The following day, searchers made an attempt to probe the lake's 100-m depths with a miniature submarine. But clouds again closed in, nearly trapping a helicopter moments after it dropped off an advance team. The team was forced to retreat, retracing the path of Trudeau's ill-fated group along the lake in a 4.8-km hike back down the mountain. With that setback, the search ended - at least until ice on the lake is solid enough to support travel, and possibly until next spring's breakup. At the discussion where the decision was made to suspend the search, Sacha Trudeau "expressed the family's desire that no one else be put in danger to search for the body," according to RCMP Cpl. Randy Koch.

The family's sorrow was no less real among residents of Rossland, B.C., the ski town where Michel Trudeau had lived for the past year. After failing in his first attempt to get a job as a ski lift attendant because he looked too scruffy - "He was virtually a bushman, with a big bushy beard and scraggly hair," remembers Christa McLaughlin, the lift manager who turned him down - Trudeau tried again. This time, shorn and shaved, he got the job and quickly won a reputation for being hardworking, cheerful and outgoing - with a touch of his father's charisma.

He seldom mentioned his background. When he gave his father's name as Pierre Trudeau on a job application form, McLaughlin thought it was a joke. Michel's anonymity took a mild beating when his father came to visit and ski with his youngest son last March. But, said a bartender at a hangout favored by Rossland's young ski crowd: "We didn't think of him as the prime minister's son. He was just Mike."

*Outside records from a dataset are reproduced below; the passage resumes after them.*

PR #1339, opened 2023-03-18
Add New Field Form 1

mdm-21:
[DEMO LINK](https://mdm-21.github.io/react_movies-list-add-form/)


src/components/NewMovie/NewMovie.tsx
```diff
@@ -1,45 +1,88 @@
...
+
+  const hasValidSection = title && imgUrl && imdbUrl && imdbId;
+
+  const addNewMovie: Movie = {
+    title,
+    description,
+    imgUrl,
+    imdbUrl,
+    imdbId,
+  };
```
ivbutsykin, line 25: Move it inside `handleSubmit` function, no need to create it here.
Also rename it in `newMovie` (because `addNewMovie` sounds like function)

ivbutsykin (approved):
I can add new film when urls not valid, could you try to fix it?
Screenshot 2023-03-18 at 14 20 33


Overall, all seems good, so I approved it.

PR #1341, opened 2023-03-18
solution

vlad-trundenko:
[DEMO LINK](https://vlad-trundenko.github.io/react_movies-list-add-form/)


OleziO (changes requested):
image
Add trim to all fields.

agniya-i (approved):

PR #1346, opened 2023-03-24
Solution

ifuride:
[DEMO LINK](https://ifuride.github.io/react_movies-list-add-form/)


AlisaVlasova (changes requested):
I can add empty movie, trim inputs value 
image

OleziO (approved):

PR #1348, opened 2023-03-25
the task was solved

YevheniiHura:
https://YevheniiHura.github.io/react_movies-list-add-form/


src/components/NewMovie/NewMovie.tsx
```diff
@@ -1,45 +1,90 @@
...
+
+export const NewMovie: React.FC<Props> = ({ onAdd }) => {
   // to reset touched status of all the `Field`s
-  const [count] = useState(0);
+  const [count, setCount] = useState(0);
+  const [title, setTitle] = useState('');
+  const [description, setDescription] = useState('');
+  const [imgUrl, setImgUrl] = useState('');
+  const [imdbUrl, setImdbUrl] = useState('');
+  const [imdbId, setImdbId] = useState('');
```
VitaliyBondarenko1982, line 16:
```suggestion
  const [inputs, setInputs] = useState({
    title: '',
    description: '',
    imgUrl: '',
    imdbUrl: '',
    imdbId: ''
  })
  
  const onChange = (e: React.ChangeEvent<HtmlInputElement>) => {
     const [name, value] = event.target;
     
     setInputs(prevInputs => { ...prevInputs, [name]: value })
  }
```
we can combine all inputs states in one state and use input name to change some field.
will be something like that

VitaliyBondarenko1982 (changes requested):
check and push all files
can't see MoviesList and TextField components
Screenshot from 2023-03-25 18-29-46

src/components/NewMovie/NewMovie.tsx
YevheniiHura: done

etojeDenys (approved):
LGTM

PR #1350, opened 2023-03-26
solution

Roman-Malysh:
https://Roman-Malysh.github.io/react_movies-list-add-form/

### DIFF
--- a/src/App.scss
+++ b/src/App.scss
@@ -13,3 +13,8 @@
   padding: 20px;
   border-left: 1px solid lightgray;
 }
+
+iframe {
+  pointer-events: none;
+  z-index: 1;
+}
--- a/src/components/NewMovie/NewMovie.tsx
+++ b/src/components/NewMovie/NewMovie.tsx
@@ -1,45 +1,97 @@
-import { useState } from 'react';
+import { FormEvent, useState } from 'react';
+import { Movie } from '../../types/Movie';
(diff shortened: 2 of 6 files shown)


src/App.scss
```diff
@@ -13,3 +13,8 @@
   padding: 20px;
   border-left: 1px solid lightgray;
 }
+
+iframe {
+  pointer-events: none;
+  z-index: 1;
+}
```
tetiana-ivanchenko, line 20: why do you need this styles

src/components/NewMovie/NewMovie.tsx
```diff
@@ -1,45 +1,97 @@
...
 import { TextField } from '../TextField';
 
-export const NewMovie = () => {
+type Props = {
+  onAdd: (movie: Movie) => void;
+};
+
+export const NewMovie: React.FC<Props> = ({ onAdd }) => {
   // Increase the count after successful form submission
   // to reset touched status of all the `Field`s
```
tetiana-ivanchenko, line 11: remove comments

tetiana-ivanchenko (changes requested):

src/App.scss
Roman-Malysh: I face a bug sometimes when iframe with a size of all screen appears and prevents all clicks on page

PR #2726, opened 2025-01-27
implement new movie

yzhyhaliuk:
[DEMO LINK](https://yzhyhaliuk.github.io/react_movies-list-add-form/)
I'm not sure about the pattern, it's not working when I test it with proper URL


anastasiiavorobiova (approved):
Great work!

PR #2802, opened 2025-03-17
Solution

DariaRadtkina:
https://DariaRadtkina.github.io/react_movies-list-add-form/


AnOvramenko (approved):
Good job! 👍 
The inputs should not work with only spaces. ©AiBuddy)

PR #2883, opened 2025-05-06
add task solution

Uusuff:
-[DEMO LINK](https://Uusuff.github.io/react_movies-list-add-form/)

### DIFF
--- a/src/components/NewMovie/NewMovie.tsx
+++ b/src/components/NewMovie/NewMovie.tsx
@@ -8,11 +8,14 @@ type Props = {
 
 export const NewMovie: React.FC<Props> = ({ onAdd }) => {
   const [formKey, setFormKey] = useState(0);
-  const [title, setTitle] = useState('');
-  const [description, setDescription] = useState('');
-  const [imgUrl, setImgUrl] = useState('');
-  const [imdbUrl, setImdbUrl] = useState('');
-  const [imdbId, setImdbId] = useState('');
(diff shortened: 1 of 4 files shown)


src/components/NewMovie/NewMovie.tsx
```diff
@@ -1,37 +1,118 @@
...
+  onAdd: (movie: Movie) => void;
+};
+
+export const NewMovie: React.FC<Props> = ({ onAdd }) => {
+  const [formKey, setFormKey] = useState(0);
+  const [title, setTitle] = useState('');
+  const [description, setDescription] = useState('');
+  const [imgUrl, setImgUrl] = useState('');
+  const [imdbUrl, setImdbUrl] = useState('');
+  const [imdbId, setImdbId] = useState('');
```
etojeDenys: we can combine it in one useState
```
  title: '',
  ...
})
```

```
}
```

etojeDenys (changes requested):

volodymyr-soltys97 (changes requested):
Good job 👍 
Let's improve your code
The url is valid now, you need to use `trim()` method and hide the error 
image

Uusuff:
Снимок экрана 2025-05-09 173038

When I run the test, everything works correctly, the photo is attached. I added code to remove spaces via the trim() method
 
 urlPattern.test(value.trim()) ? null : 'Must be a valid URL'

anastasiiavorobiova (approved):
Awesome!

PR #2936, opened 2025-05-29
add task solution

Khmara-Danylo:
[DEMO LINK](https://Khmara-Danylo.github.io/react_movies-list-add-form/)

- [x] The `NewMovie` component should verify that the `title`, `imgUrl`, `imdbUrl`, and `imdbId` fields are filled out when an input field loses focus (`onBlur`). If any of these fields are empty, it should display an error message and apply a red border to indicate the issue. This functionality is already implemented in the `TextField`, so you can refer to that for guidance on how it works. There is no need to implement this part in this task;
- [x] The `description` is optional;
- [x] Disable the submit button until all the required fields are filled (spaces should be trimmed);
- [x] Clear the form after adding a new movie.
- [x] Errors should not be shown after clearing the form (change its key to
reinitialize the form);

- [x] (Optional) Advanced validation


RTSaitama (commented):
gg wp

RTSaitama (approved):

PR #3031, opened 2025-08-08
sol

O1ympus:
[DEMO LINK](https://O1ympus.github.io/react_movies-list-add-form/)


MykytaMusaiev (approved):
Good job!
For next time you can use single state for one form, like:
const [form, setForm] = useState({
title: '',
description '',
imgUrl: '',
imdbUrl: '',
imdbId: ''
});

And work with that! Would be a bit easier, with less useStates in youd code in my personal opinion.

Keep it up mate!

PR #3043, opened 2025-08-14
solution for react movies list add form task

Aonarro:
https://aonarro.github.io/react_movies-list-add-form/


PopelinovDanilo (approved):
good job

PR #3061, opened 2025-08-17
Solution

iastivka:
[DEMO LINK](https://iastivka.github.io/react_movies-list-add-form/)


src/components/NewMovie/NewMovie.tsx
```diff
@@ -1,37 +1,89 @@
...
+    setForm(prev => ({ ...prev, [field]: value }));
+  };
+
+  const isValid =
+    form.title.trim() &&
+    form.imgUrl.trim() &&
+    form.imdbUrl.trim() &&
+    form.imdbId.trim();
 
+  const handleSubmit = (event: React.FormEvent) => {
```
horidor, line 31: 5. Errors should not be shown after clearing the form (change its key to reinitialize the form);

Task template has count variable and count key in the form tag - you should use it to reset error fields.

horidor (changes requested):
Good job! You need to complete part 5 of the task, as your project doesn't clear form errors on submit.

horidor (approved):
Good job!

PR #3135, opened 2025-10-15
solution

voloshynmykyta:
[DEMO LINK](https://voloshynmykyta.github.io/react_movies-list-add-form/)


MaksimShe:
u can add film with not valid info 
btw, in ReadMe we don`t have any info about - what do with no valid info. i think u do this task very well!

https://github.com/user-attachments/assets/9be0a715-36ad-49ca-9071-44e801270707

MaksimShe (approved):

PR #3147, opened 2025-10-17
add task solution

JackSavin:
[DEMO LINK](https://jacksavin.github.io/react_movies-list-add-form/)


S-Khraban (approved):
Use the Classnames library.
It’s not explicitly mentioned in the task, but mentors require it.

PR #3209, opened 2026-01-01
Completed task

Augustwise:
The `value` attribute was changed to `defaultValue`.

The following functions are used for form validation:

* `normalize` (to remove spaces)
* `validateTitle` - the title is considered valid if it contains from 2 to 40 characters
* `validateDescription` - the description is considered valid if it contains from 25 to 400 characters (if the user entered it)
* `isHttpUrl` - this function validates a URL. It uses the `URL` interface, which greatly simplifies validation. Regular expressions are not used
* `validateRequiredUrl` - in this function the URL is validated in the same way, using the `isHttpUrl` function.

The `createEmptyMovieForm` function returns a ready “movie” object (entity)

The validity of all values is checked as follows:

```js
const errors = {
  title: validateTitle(form.title),
  description: validateDescription(form.description),
  imgUrl: validateRequiredUrl(form.imgUrl, 'Image URL'),
  imdbUrl: validateRequiredUrl(form.imdbUrl, 'Imdb URL'),
};

const isFormValid = Object.values(errors).every(message => !message);
```

In `<p className="help is-danger">`, a custom error is now used: `{errorMessage}` instead of `{`${label} is required`}`

[DEMO LINK](https://Augustwise.github.io/react_movies-list-add-form/)


Augustwise:
[DEMO LINK](https://Augustwise.github.io/react_movies-list-add-form/)

PR #906, opened 2026-06-02
feat(rust/sedona-geoparquet,rust/sedona-datasource)!: Add support for partition columns and discovery

### LINKED ISSUE #765: rust/sedona-geoparquet: Read of hive style partitions are not picked up by default
I believe that our default `read_parquet()` does not automatically add hive-style partitions by default (I'll try to come up with a reproducer soon...this was reported in Discord).

I think this is now supported in DataFusion proper but it's possible that at the time we ported over the listing table/format wrappers it hadn't shown up yet.

paleolimbot:
This PR adds auto-discovery to hive style partitions (can be turned of globally or per read).

This is breaking change because the schema that is read pointing SedonaDB at a directory of partitioned Parquet files is now different. The old behaviour can be resurrected with `SET datafusion.execution.listing_table_factory_infer_partitions = false`.

```python
import sedona.db

sd = sedona.db.connect()

t = sd.funcs.table.sd_random_geometry()
t.select(
    grp=sd.funcs.floor(t.id / 100), geom=sd.funcs.st_setsrid(t.geometry, 3857)
).to_parquet("out_dir", partition_by="grp")

sd.read_parquet("out_dir").show(5)
# ┌──────────────────────────────────────────────┬──────┐
# │                     geom                     ┆  grp │
# │                   geometry                   ┆ utf8 │
# ╞══════════════════════════════════════════════╪══════╡
# │ POINT(59.63310565314948 22.488904786369556)  ┆ 9    │
# ├╌╌╌╌╌╌╌╌╌╌╌╌╌╌╌╌╌╌╌╌╌╌╌╌╌╌╌╌╌╌╌╌╌╌╌╌╌╌╌╌╌╌╌╌╌╌┼╌╌╌╌╌╌┤
# │ POINT(83.12076970430842 21.796712564259458)  ┆ 9    │
# ├╌╌╌╌╌╌╌╌╌╌╌╌╌╌╌╌╌╌╌╌╌╌╌╌╌╌╌╌╌╌╌╌╌╌╌╌╌╌╌╌╌╌╌╌╌╌┼╌╌╌╌╌╌┤
# │ POINT(30.891948399833048 18.511790453362643) ┆ 9    │
# ├╌╌╌╌╌╌╌╌╌╌╌╌╌╌╌╌╌╌╌╌╌╌╌╌╌╌╌╌╌╌╌╌╌╌╌╌╌╌╌╌╌╌╌╌╌╌┼╌╌╌╌╌╌┤
# │ POINT(87.62900829596556 90.36699740467581)   ┆ 9    │
# ├╌╌╌╌╌╌╌╌╌╌╌╌╌╌╌╌╌╌╌╌╌╌╌╌╌╌╌╌╌╌╌╌╌╌╌╌╌╌╌╌╌╌╌╌╌╌┼╌╌╌╌╌╌┤
# │ POINT(89.95104383376538 57.37266977967324)   ┆ 9    │
# └──────────────────────────────────────────────┴──────┘
```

If the young Trudeau had made his life his own, its end came in circumstances that have become increasingly and tragically familiar to British Columbians. The growing popularity of extreme outdoor sports of all kinds has been matched by a steady increase in the number of people overtaken by the inherent risks. On the same weekend Trudeau died, 52-year-old photographer Uwe Meyer perished while kayaking in the torrents of the Capilano River in North Vancouver. And another avalanche, this one in British Columbia's Yoho National Park, claimed the life of an 18-year-old hiker, University of Calgary student Susanna Donald. A distraught friend posted a notice on her residence door. It read: "Susanna loved the outdoors, and the possibility of danger would not have kept her inside." The words could just as easily have been written about Michel Trudeau.